A Quick-Rinse Bankruptcy (Fast Bankruptcy) is just what the name implies – a rapidly executed bankruptcy case. An individual may engage in a quick-rinse bankruptcy, but it is much more commonly a corporate bankruptcy proceeding.
In the United States, quick-rinse deals are part of a Chapter 11 bankruptcy filing. A Chapter 11 bankruptcy is a financial reorganization bankruptcy that involves reorganizing the debtor’s assets and debt obligations. It is common for the debtor to be required to sell some of their assets to satisfy creditors.
A Quick-Rinse Bankruptcy (Fast Bankruptcy) is a rapidly executed Chapter 11 bankruptcy case that involves the debtor negotiating deals with creditors before filing their bankruptcy petition.

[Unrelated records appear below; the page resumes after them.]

PR #483, opened 2024-05-31
refactor: use generic trait bound for RpcClient

Wodann:
This PR splits off the `RpcClient` into two separate crates:
1. `edr_rpc_client`: contains a genericised version of `RpcClient` that accepts any type which implements the `trait RpcMethod`. As `RpcClient`'s caching mechanism requires knowledge about the block number and chain ID I added the `chain_id_request` and `block_number_request` methods to `trait RpcMethod`, alongside an associated type that specifies the `CacheableMethod` type.
The `RpcClient` type can be reused by chain types with varying JSON-RPC methods, as listed [here](https://www.notion.so/Multichain-overview-9c388d40a9f144f3b6ae400436c8926f?d=eb31dab817c94773a3539f4aecb47f3d&pvs=4#7b188e1e985a419aa3a500f89374675b).
2. `edr_rpc_eth`: introduces an `EthRpcClient` for all chains that support the [Ethereum L1 JSON-RPC specification](https://ethereum.github.io/execution-apis/). It allows variance in the `Block` and `Transaction` types, but this could be extended to `Receipt` or other types as necessary. It's main goal is to avoid duplication of `pub enum RequestMethod` between Optimism, Arbitrum, Ethereum L1.

Alternatively to the `block_number_request` and `chain_id_request` methods in **1**, they could be reworked to `block_number_without_caching` and `chain_id_without_caching`.


crates/edr_rpc_client/src/cache.rs
```diff
@@ -0,0 +1,133 @@
...
+pub trait CacheableMethod: Sized {
+    /// The type representing the cached method.
+    type Cached<'method>: CachedMethod + TryFrom<&'method Self>
+    where
+        Self: 'method;
+
+    /// Creates a method for requesting the block number.
+    fn block_number_request() -> Self;
+
+    /// Creates a method for requesting the chain ID.
```
agostbiro, line 33: This is a bit confusing. `eth_block_number` and `eth_chainId` are not cacheable

crates/edr_rpc_client/src/cache.rs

Quick-rinse bankruptcies enable a speedy financial reorganization that may be essential to the company’s continued viability as an operating business.
Pre-negotiated deals with creditors enable the bankruptcy court to process a bankruptcy case within mere days that, without such pre-negotiated deals, might take years to settle.
Understanding Quick-Rinse Bankruptcies
“Quick-Rinse Bankruptcy” is a phrase that entered the financial lexicon following the 2008 Global Financial Crisis. In particular, it was used to describe how the bankruptcies of the two major car manufacturers, General Motors (NYSE: GM) and Chrysler (NYSE: FCAU), were handled during that period.
The key element of a quick-rinse bankruptcy is the debtor successfully negotiating debt settlement deals with creditors before entering bankruptcy court. It is, in essence, a pre-negotiated bankruptcy. It is especially important with the bankruptcy of a major corporation such as General Motors, as normal bankruptcy proceedings could drag on for months or even years attempting to deal with complicated, intricate, and possibly conflicting claims from creditors, unions, and shareholders. For example, when the Delphi Corporation filed for bankruptcy, the negotiations with creditors and court proceedings were not settled for five years.
The aim of a quick-rinse bankruptcy is to enable the debtor company filing for bankruptcy to execute a fast financial reorganization and keep operating.
Assume that Company X is carrying a large amount of debt when it begins to experience severe financial problems. It falls behind on paying both creditors and suppliers and, because of its overall financial problems, it cannot obtain a loan to bring its finances current. After some debate, the company’s executive management and board of directors determine that its best course of action is to file bankruptcy.
In order to facilitate the fastest and smoothest bankruptcy proceeding possible and enable the company to reorganize financially and continue business operations, the company approaches each of its creditors, explains its situation, and tries to negotiate a settlement deal that will clear its debts.
The company may only be able to offer some creditors half or less of what it actually owes them. Still, the creditors may be willing to accept such an offer in preference to risking waiting out a lengthy bankruptcy proceeding in court, at the end of which they may end up with even less payback on the debt owed.
The company is able to negotiate settlement arrangements with all of its creditors successfully. After doing so, it then proceeds to make a bankruptcy filing. Thanks to such pre-negotiated arrangements to satisfy its creditors, when the company files its bankruptcy, the court can quickly process the bankruptcy because it doesn’t need to wait for negotiations with creditors to be worked out in court.
The Importance of a Quick-Rinse Bankruptcy
As previously noted, regular Chapter 11 bankruptcy proceedings, especially for a large, publicly-traded company can be very complex and take several years to conclude. During that time frame, the company may struggle to continue operations. Unpaid suppliers may cut the company off from further sales on credit, and lenders will not extend loans to the company.
Therefore, the company may go under financially because of the long delay in settling its financial affairs. A quick-rinse bankruptcy offers a solution to such a problematic situation by enabling an expedited bankruptcy proceeding.